Sa voix semblait moins froide, mais il n'eut pas le courage de regarder son ami dans les yeux.
« Que dirais-tu de voir de tes propres yeux la mort de Satoru et de cette fille vengée ? »
Ses yeux s'écarquillèrent face à l'apathie présente dans chaque mot, comme si Arashi lui demandait quelque chose de parfaitement anodin.
Il releva brusquement la tête, juste à temps pour voir Arashi faire signe au fléau de Toji Zenin. Avec une angoisse apparente, la petite créature s'exécuta ; elle se tourna vers la foule derrière le meurtrier de son maître, et commença à faire travailler les muscles de sa gorge, émettant des sons gutturaux et nauséeux. Et, d'un seul coup, elle régurgita un ensemble de têtes coupées et mutilées qui s'écrasèrent en roulant sur le sol, le couvrant de sang encore frais.

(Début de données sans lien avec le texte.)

PR #2073, opened 2021-01-05
feat: sidebar dropdown toggle with subpages #1427

### LINKED ISSUE #1427: sidebar dropdown toggle
It would be good if the user is able to toggle the dropdowns containing sub-pages.
For example, 
Screenshot from 2020-06-12 09-07-17
Let's say I need to go back to the `Tutorials` section to view another page.
I tried clicking back on the `Command Reference` again to collapse it rather than scrolling all the way up in the sidebar.
But it just displays the home page of `Command Reference`. Maybe if clicking on the arrow next to it could collapse it and then display `Command Reference`'s page, the sidebar would be more intuitive.

It's not a really big issue I guess, and not many users might navigate the way I do perhaps, just thought I should let you guys know, though.
That being said, the sidebar and docs page is definitely already quite intuitive. Just a feature request :v:

ashiishme:
I've fixed the drop down issue with sub-pages in documentation (closes #1427).

This changes improves the user experience when user tries to navigate quickly. Currently, the user has to scroll all the way down. 

I have used React state to handle the toggle based on the `activePaths`. The demo is attached below.

dvc-org-drop-down-toggle-demo

### DIFF
--- a/src/components/Documentation/Layout/SidebarMenu/index.tsx
+++ b/src/components/Documentation/Layout/SidebarMenu/index.tsx
@@ -51,10 +51,14 @@ const SidebarMenuItem: React.FC<ISidebarMenuItemProps> = ({
   type
 }) => {
   const isActive = activePaths && includes(activePaths, path)
+  const [dropDownToggle, setDropDownToggle] = useState(isActive)
   const isRootParent =
     activePaths && activePaths.length > 1 && activePaths[0] === path
   const isLeafItem = children === undefined || children.length === 0
-  const currentLevelOnClick = (): void => onClick(isLeafItem)
+  const currentLevelOnClick = (): void => {
+    setDropDownToggle(!dropDownToggle)
+    onClick(isLeafItem)
+  }
 
   // Fetch a special icon if one is defined
   const IconComponent = icon && ICONS[icon]
@@ -64,7 +68,7 @@ const SidebarMenuItem: React.FC<ISidebarMenuItemProps> = ({
 
   const className = cn(
     styles.sectionLink,
-    isActive && styles.active,
+    dropDownToggle && styles.active,
     isRootParent && 'docSearch-lvl0',
     'link-with-focus',
     style ? styles[style] : styles.sidebarDefault,
@@ -101,8 +105,8 @@ const SidebarMenuItem: React.FC<ISidebarMenuItemProps> = ({
     <>
       {parentElement}
       {children && (
-        <span hidden={!isActive}>
-          <Collapse isOpened={!!isActive}>
+        <span hidden={!dropDownToggle}>
+          <Collapse isOpened={!!dropDownToggle}>
             {children.map(item => (
               <SidebarMenuItem
                 key={item.path}
--- a/src/components/Documentation/Layout/SidebarMenu/index.tsx
+++ b/src/components/Documentation/Layout/SidebarMenu/index.tsx
@@ -50,8 +50,6 @@ const SidebarMenuItem: React.FC<ISidebarMenuItemProps> = ({
   icon,
   type
 }) => {
-  const isActive = activePaths && includes(activePaths, path)
-
   const [isExpanded, setIsExpanded] = useState(
     activePaths && includes(activePaths, path)
   )
@@ -68,7 +66,7 @@ const SidebarMenuItem: React.FC<ISidebarMenuItemProps> = ({
   const currentLevelOnClick = (
     event: SyntheticEvent<HTMLAnchorElement>
   ): void => {
-    if (isActive) {
+    if (event.currentTarget.getAttribute('aria-current') === 'page') {
       event.preventDefault()
       setIsExpanded(!isExpanded)
     }
@@ -112,7 +110,11 @@ const SidebarMenuItem: React.FC<ISidebarMenuItemProps> = ({
         onClick={currentLevelOnClick}
         target="_blank"
       >
-        {iconElement}
+        {iconElement ? (
+          iconElement
+        ) : (
+          <span className={bulletIconClassName}></span>
+        )}
         {label} <ExternalLinkIcon />
       </Link>
     ) : (
--- a/src/components/Documentation/Layout/SidebarMenu/index.tsx
+++ b/src/components/Documentation/Layout/SidebarMenu/index.tsx
@@ -50,12 +50,14 @@ const SidebarMenuItem: React.FC<ISidebarMenuItemProps> = ({
   icon,
   type
 }) => {
-  const [isActive, setIsActive] = useState(
+  const isActive = activePaths && includes(activePaths, path)
+
+  const [isExpanded, setIsExpanded] = useState(
     activePaths && includes(activePaths, path)
   )
 
   useEffect(() => {
-    setIsActive(activePaths && includes(activePaths, path))
+    setIsExpanded(activePaths && includes(activePaths, path))
   }, [activePaths])
 
   const isRootParent =
@@ -64,16 +66,16 @@ const SidebarMenuItem: React.FC<ISidebarMenuItemProps> = ({
   const currentLevelOnClick = (
     event: SyntheticEvent<HTMLAnchorElement>
   ): void => {
-    if (event.currentTarget.getAttribute('aria-current') === 'page') {
+    if (isActive) {
       event.preventDefault()
-      setIsActive(!isActive)
+      setIsExpanded(!isExpanded)
     }
     onClick(isLeafItem)
   }
 
   const bulletIconClick = (event: SyntheticEvent<HTMLSpanElement>): void => {
     event.preventDefault()
-    setIsActive(!isActive)
+    setIsExpanded(!isExpanded)
   }
 
   // Fetch a special icon if one is defined
@@ -84,7 +86,7 @@ const SidebarMenuItem: React.FC<ISidebarMenuItemProps> = ({
 
   const className = cn(
     styles.sectionLink,
-    isActive && styles.active,
+    isExpanded && styles.active,
     isRootParent && 'docSearch-lvl0',
     'link-with-focus',
     style ? styles[style] : styles.sidebarDefault,
@@ -129,8 +131,8 @@ const SidebarMenuItem: React.FC<ISidebarMenuItemProps> = ({
     <>
       {parentElement}
       {children && (
-        <span hidden={!isActive}>
-          <Collapse isOpened={!!isActive}>
+        <span hidden={!isExpanded}>
+          <Collapse isOpened={!!isExpanded}>
             {children.map(item => (
               <SidebarMenuItem
                 key={item.path}
--- a/src/components/Documentation/Layout/SidebarMenu/index.tsx
+++ b/src/components/Documentation/Layout/SidebarMenu/index.tsx
@@ -71,6 +71,11 @@ const SidebarMenuItem: React.FC<ISidebarMenuItemProps> = ({
     onClick(isLeafItem)
   }
 
+  const bulletIconClick = (event: SyntheticEvent<HTMLSpanElement>): void => {
+    event.preventDefault()
+    setIsActive(false)
+  }
+
   // Fetch a special icon if one is defined
   const IconComponent = icon && ICONS[icon]
   const iconElement = IconComponent ? (
@@ -107,6 +112,13 @@ const SidebarMenuItem: React.FC<ISidebarMenuItemProps> = ({
         className={className}
         onClick={currentLevelOnClick}
       >
+        <span
+          className={styles.absBeforeIconOverlay}
+          onClick={bulletIconClick}
+          onKeyDown={bulletIconClick}
+          role="button"
+          tabIndex={-1}
+        ></span>
         {iconElement}
         {label}
       </Link>
--- a/src/components/Documentation/Layout/SidebarMenu/index.tsx
+++ b/src/components/Documentation/Layout/SidebarMenu/index.tsx
@@ -62,7 +62,9 @@ const SidebarMenuItem: React.FC<ISidebarMenuItemProps> = ({
 
   const isRootParent =
     activePaths && activePaths.length > 1 && activePaths[0] === path
+
   const isLeafItem = children === undefined || children.length === 0
+
   const currentLevelOnClick = (
     event: SyntheticEvent<HTMLAnchorElement>
   ): void => {
@@ -95,6 +97,12 @@ const SidebarMenuItem: React.FC<ISidebarMenuItemProps> = ({
     icon ? undefined : styles.withDefaultBullet
   )
 
+  const bulletIconClassName = cn(
+    styles.sidebarDefaultBullet,
+    isExpanded && styles.active,
+    isLeafItem && styles.sidebarLeafBullet
+  )
+
   const parentElement =
     type === 'external' ? (
       <Link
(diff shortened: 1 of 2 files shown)


shcheklein:
@ashiishme I've deployed it here https://dvc-landing-fix-dropdow-hdyck8.herokuapp.com/doc/install.

Something funny is happening with the active state:

Screen Shot 2021-01-05 at 6 22 11 PM

that what I've managed to do after clicking around

shcheklein:
Or like this:

Screen Shot 2021-01-05 at 6 23 45 PM

shcheklein:
Also, a few other concerns:

- Looks like now sections stay in the expanded mode when I jump between them
- May be it's fine, but we need to have a click on the arrow support I think, that doesn't take you to the page, but only collapeses/expands the section. We should make them active on hover (bigger?)

shcheklein (changes requested):
Good attempt! Thanks for the PR, but there are some bugs and some other changes that are needed here.

ashiishme:
> Or like this:
> 
> Screen Shot 2021-01-05 at 6 23 45 PM

😄 Didn't notice the active style, I should have tested in more detail.

ashiishme:
> Good attempt! Thanks for the PR, but there are some bugs and some other changes that are needed here.

Thank you, I will fix the bug and update as you have requested.

jorgeorpinel:
> Looks like now sections stay in the expanded mode when I jump between them

I think we should collapse the previously expanded section if you click on another one for now. Just having that ability is already an improvement and would also take care of the bug where you click on an open section head, it collapses it, but takes you to that page.

ashiishme:
@jorgeorpinel  @shcheklein 

I am able to fix the bug but need your suggestion as well.

Now, I am using the arrow to only collapse the menu, it will not expand it as well as not take user to any page. The expand functionality is as same as it now in production. This fixes the both active style & page jump issue.

But, I am not sure if it is okay when the user is inside the nested page, and rather collapse the parent item, the style will be remove but user remains at the same page. This is the expected behavior if we need to collapse but let me know about your thoughts. You can see the example in video.


https://user-images.githubusercontent.com/18111862/104105723-30cbac80-52d8-11eb-853d-02b131f37834.mp4

ashiishme:
I have increased the size of arrow button by 2px on active. I am using `span` tag so for accessibility purpose, the outline doesn't look that good and the icon too when it is large. I am not sure what to do with it?

shcheklein:
> the outline doesn't look that good

yep, look pretty ugly :( - better do some glow effect? 

Rearding the dynamics - it's better now. A few improvements that come to my mind:

- when you click the expanded section main title we can collapse it
- when you click arrow it should serve as collapse/expand - I'm not sure how to combine it with auto-collapse. For now we can collapse everything I think (except the page you open)

jorgeorpinel:
Agree with Ivan, no need for special arrow behavior (it's kind of unintuitive).

jorgeorpinel:
but thanks for addressing the previous issues!

ashiishme:
> * when you click the expanded section main title we can collapse it

- Same as before right when we click the title adding the toggle effect?

> * when you click arrow it should serve as collapse/expand - I'm not sure how to combine it with auto-collapse. For now we can collapse everything I think (except the page you open)

- It will allow us to expand & collapse from both title or the arrow icon isn't it?

ashiishme:
@shcheklein  I think we might not need arrow toggle as mentioned by @jorgeorpinel  because with the menu title toggle, it feels completely unnecessary.

Now, we can expand / collapse menu item also the previous bugs are addressed.

This is how it works now:

If we are inside the child pages:
- Parent
- Child ( active )
- Child

The user can navigate back to Parent page without collapsing.

If we are in parent page:
- Parent ( active )
- Child
- Child

The user can collapse by clicking the parent menu title.

Please check the video:

https://user-images.githubusercontent.com/18111862/104121308-391df900-5365-11eb-9f1d-911c9fdec6d9.mp4

shcheklein:
@ashiishme it looks smooth and great!

I still think that click to arrows to expand/collapse w/o activating the page itself makes sense. E.g. I'm on the https://dvc-landing-fix-dropdow-hdyck8.herokuapp.com/doc/user-guide/dvc-internals and I click on the User Guide to collapse it to see other side bar items - no way I can do it now, w/o switching to the page. And I have to click twice actually.

ashiishme:
> @ashiishme it looks smooth and great!
> 
> I still think that click to arrows to expand/collapse w/o activating the page itself makes sense. E.g. I'm on the https://dvc-landing-fix-dropdow-hdyck8.herokuapp.com/doc/user-guide/dvc-internals and I click on the User Guide to collapse it to see other side bar items - no way I can do it now, w/o switching to the page. And I have to click twice actually.

Yeah, now it make sense to me. I will enable the arrow toggle.

ashiishme:
@shcheklein  @jorgeorpinel I have updated with arrow toggle now.

shcheklein:
@ashiishme great! we are getting there! 

I see two strange issues right now:

1. Open https://dvc-landing-fix-dropdow-hdyck8.herokuapp.com/doc/api-reference/open. Click arrow to collapse. Arrow doesn't work to expand anymore
2. Arrows do not work to expand on other (inactive) sections

ashiishme:
> @ashiishme great! we are getting there!
> 
> I see two strange issues right now:
> 
> 1. Open https://dvc-landing-fix-dropdow-hdyck8.herokuapp.com/doc/api-reference/open. Click arrow to collapse. Arrow doesn't work to expand anymore
> 2. Arrows do not work to expand on other (inactive) sections

Looks like the state issue when directly visiting the specific page. Will check this :smile:

ashiishme:
@shcheklein It seems not possible or maybe I am not able to figure it out to auto collapse with arrow because of the re-render when the path matches the `activePaths` lists. So, what I did is, when I am on page `A` and I want to use arrow for collapse / expand, the first click on arrow will work same as the page navigation when clicking on the title which means, the user will be taken to that page, but after that, the arrow will only work to collapse / expand and this seems to work as expected without creating any further issues.

Can you please review now.

shcheklein:
> with arrow because of the re-render when the path matches the activePaths lists

but expanding/collapsing on the arrow should not be changing activePath, right?

> which means, the user will be taken to that page

it breaks to some extent the "exploration" flow - I'd like to see the pages, may be I don't even want to go the next page, just see the full list.

ashiishme:
> but expanding/collapsing on the arrow should not be changing activePath, right?

Yes, it shouldn't as per our discussion and it does work but for the first click, it is necessary to re-render to collapse others. If I am at Page `A` which is expanded & I want to see the content of Page `B`. When I click the arrow, it will take me to the page and after that the arrow will just expand & collapse only. The way the sidebar menu is configured, it requires re-render to work well with Collapse component.

> it breaks to some extent the "exploration" flow - I'd like to see the pages, may be I don't even want to go the next page, just see the full list.

It does break the exploration flow. I think we have two option now, the one that I have applied recently or the one where user can collapse / expand without visiting the page ( keeps the exploration flow without any issue ) but it will not collapse other when using arrow button. Only toggles when user interacts ( no auto collapse ).

What do you say?

shcheklein:
@ashiishme 
> but it will not collapse other when using arrow button. Only toggles when user interacts ( no auto collapse ).

could you clarify, not sure I understand exactly.

> it is necessary to re-render to collapse others.

I'm not sure I understand why do we have to re-render anything to collapse/expand anything.

ashiishme:
> could you clarify, not sure I understand exactly.

When I expand `dropdown 1` and use arrow button to expand another dropdown, the `dropdown 1` will be in expand state together with another dropdown. It will only collapse / expand when the same arrow button is toggle by user. Currenlty with the pages title click, when I am at `page 1` which is expanded, and I click on `page 2` title, the `page 1` auto collapse and the `page 2` is expand. Let me know if you understand it now, or I will attach a demo today evening if you like.

> I'm not sure I understand why do we have to re-render anything to collapse/expand anything.

The child components wrapped by `Collapse` component renders based on the `activePath` isn't it? So, to collapse or expand we will need to render again into view or remove it again from the view.

shcheklein:
@ashiishme 

> The child components wrapped by Collapse component renders based on the activePath isn't it?

it might be, I don't know. From the product perspective I don't see why would re-render is needed. If changes to the way components are done needed - so be it, right? Or is there some fundamental reason? 

What I'm trying here is to clarify/specify the best behavior from the end user perspective first. Then think how can it be implemented. 

> the one where user can collapse / expand without visiting the page ( keeps the exploration flow without any issue ) but it will not collapse other when using arrow button. Only toggles when user interacts ( no auto collapse ).
> Let me know if you understand it now, or I will attach a demo today evening if you like.

Still not sure exactly. Demo would be helpful :)

shcheklein:
@rogermparent it looks good to from the product perspective, could you review the PR from the JS/TS perspective, please?

shcheklein:
A few things I noticed playing around with this:

- sometimes mouse pointer goes a bit below the arrow symbol and it trigger the page to be activated
- i think since arrows now can be clicked we should highlight them on hover - so that users understand that they can be clicked

ashiishme:
> * sometimes mouse pointer goes a bit below the arrow symbol and it trigger the page to be activated

The click listener for arrow depends on the `span` inside `anchor tag` so, outside the arrow will trigger the click of `anchor tag`. This also creates the accessibility issue because a click listener inside `anchor tag`. I will try to find a better way to cover both issues after reviewed by **Roger**.

> * i think since arrows now can be clicked we should highlight them on hover - so that users understand that they can be clicked

Sure, will do this.

src/components/Documentation/Layout/SidebarMenu/index.tsx
```diff
@@ -1,4 +1,4 @@
-import React, { useEffect, useRef, useState } from 'react'
+import React, { useEffect, useRef, useState, SyntheticEvent } from 'react'
```
rogermparent, line 1: This is a useful Type that I haven't used yet!

src/components/Documentation/Layout/SidebarMenu/index.tsx
```diff
@@ -50,11 +50,31 @@ const SidebarMenuItem: React.FC<ISidebarMenuItemProps> = ({
   icon,
   type
 }) => {
-  const isActive = activePaths && includes(activePaths, path)
+  const [isActive, setIsActive] = useState(
+    activePaths && includes(activePaths, path)
+  )
```
rogermparent, line 55: My main contention with this is that it steals the former `isActive`, which is useful as a value distinct from this feature. I would make this `useState` separate and called `isExpanded`/`setIsExpanded`.

src/components/Documentation/Layout/SidebarMenu/index.tsx
```diff
@@ -50,11 +50,31 @@ const SidebarMenuItem: React.FC<ISidebarMenuItemProps> = ({
...
+  }, [activePaths])
+
   const isRootParent =
     activePaths && activePaths.length > 1 && activePaths[0] === path
   const isLeafItem = children === undefined || children.length === 0
-  const currentLevelOnClick = (): void => onClick(isLeafItem)
+  const currentLevelOnClick = (
+    event: SyntheticEvent<HTMLAnchorElement>
+  ): void => {
+    if (event.currentTarget.getAttribute('aria-current') === 'page') {
```
rogermparent, line 67: A separate `isActive` with the old behavior could be useful here.

src/components/Documentation/Layout/SidebarMenu/index.tsx
```diff
@@ -92,6 +112,14 @@ const SidebarMenuItem: React.FC<ISidebarMenuItemProps> = ({
...
         onClick={currentLevelOnClick}
       >
+        <span
+          className={styles.absBeforeIconOverlay}
+          onClick={bulletIconClick}
+          onKeyDown={bulletIconClick}
+          data-path={path}
+          role="button"
+          tabIndex={0}
+        ></span>
```
rogermparent, line 122: I think it would be preferable not to add an overlay element when we have full control over the arrow already.  
Maybe we could apply the styles currently on the `::before` to this element?

rogermparent (changes requested):
I can't deny the functionality, but I think the implementation would benefit from a refactor that integrates into the current code better.

src/components/Documentation/Layout/SidebarMenu/index.tsx
ashiishme: @rogermparent  What about the former isActive variable? It will not be used anywhere so should I just rename the variable names?

ashiishme: Okay, it has been useful now based on the below comment, thank you. :D

src/components/Documentation/Layout/SidebarMenu/index.tsx
ashiishme: Awesome, didn't thought about that, thank you.

src/components/Documentation/Layout/SidebarMenu/index.tsx
ashiishme: @rogermparent Can you suggest any work around to detect the click for the arrow?

shcheklein:
@ashiishme hey, sorry for the delay here! What is the status now for this PR?

shcheklein:
Closing this as stale. @ashiishme please, feel free to get back to it and finalize when/if you have time. Thanks 🙏

ashiishme:
@shcheklein Hi Ivan, I have made some changes based on Roger's review, can you please reopen this PR?

rogermparent:
Just on first view I can see you totally addressed the feedback! I'll pull this down to make sure it runs well as well.

shcheklein:
It got deployed, I still see a few issue:

- when section that has an index page (e.g. User Guide) is opened, one of the pages inside I can't open the index page anymore. Open https://dvc-org-fix-dropdown-to-qdss4m.herokuapp.com/doc/user-guide/dvc-internals -> click User Guide
- chanegelog icon (dot) disappeared in the main menu
- we still need to add now some effect on hover on the arrows so that people understand there is some functionality to them

rogermparent:
Some small nitpicks alongside what @shcheklein already pointed out:

Both arrow animations and slide-out don't work on the way back.
I think this one can be fixed by simply tweaking the CSS animation `transition` rules.

The "slide-out" animation stops working both ways after the first expansion.
This issue looks a little different from the former, as it seems to involve the state

rogermparent (changes requested):
The animations issue should probably be solved, but it's small enough to possibly warrant another PR instead of blocking this one

ashiishme:
> It got deployed, I still see a few issue:
> 
> * when section that has an index page (e.g. User Guide) is opened, one of the pages inside I can't open the index page anymore. Open https://dvc-org-fix-dropdown-to-qdss4m.herokuapp.com/doc/user-guide/dvc-internals -> click User Guide
> * chanegelog icon (dot) disappeared in the main menu
> * we still need to add now some effect on hover on the arrows so that people understand there is some functionality to them

@rogermparent  I have checked why the the index page doesn't open after visiting it's child ( point 1 of Ivan's review), I found out that after replacing the current page condition with `isActive` it doesn't seems to work. I am not sure why because we need the condition to be true and `isActive` does returns true but the menu is being collapsed. So, I have reverted it with the old condition the solves the point 1.

ashiishme:
@shcheklein  I have addressed all the issues mentioned by you. I have added scale to the icon when hover. What do you say?

Also, should I fix the animation in this PR or address it on new issue?

shcheklein:
@ashiishme no, not a blocker for sure, thank you! LGTM, I will let @rogermparent do the final review and merge.

shcheklein (approved):

rogermparent (approved):
Great refactor, looks good to me!
I agree that animations can be saved for the future, but it's worth making a lower-priority Issue for them now while we're focused on this feature.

Les applaudissements cessèrent brutalement. La joie disparut du visage de chaque personne présente dans la pièce, remplacée par une expression figée d'incrédulité, de choc, et de terreur. Puis la salle tout entière explosa dans une cacophonie de hurlements d'horreur et d'effroi alors que la foule se mutait en une véritable marée humaine se précipitant vers la porte. Elle s'écartait face à Arashi, telle de l'eau contournant un rocher inébranlable.
Suguru resta sans voix devant cette scène effroyable, les yeux écarquillés de la même horreur face à la brutalité dont l'individu face à lui avait fait preuve.
« Allons-nous-en » dit Arashi une fois que le dernier adepte ait fuit la scène.
Suguru accepta docilement, incapable de chasser de son esprit des images qui le hanterait pour le reste de sa vie.
« Oui. Partons d'ici. »
À cet instant, il fut forcé de reconnaître que Shoko avait peut-être raison... Qu'il était probablement trop tard pour sauver Arashi de lui-même. Que l'ami qu'il avait aimé, que l'homme prêt à se tenir dans l'ombre des Plus Forts au sommet du monde de l'exorcisme afin de le changer, était mort dans le même souffle que son frère.
Il était impossible de rendre à Arashi ce que le Tueur d'exorcistes lui avait enlevé. Tout ce que Suguru pouvait faire à cet instant, c'était espérer que, si jamais cela se révélait nécessaire, il aurait la force et la volonté de mettre fin à cette malédiction de haine avant qu'elle n'engloutisse le monde.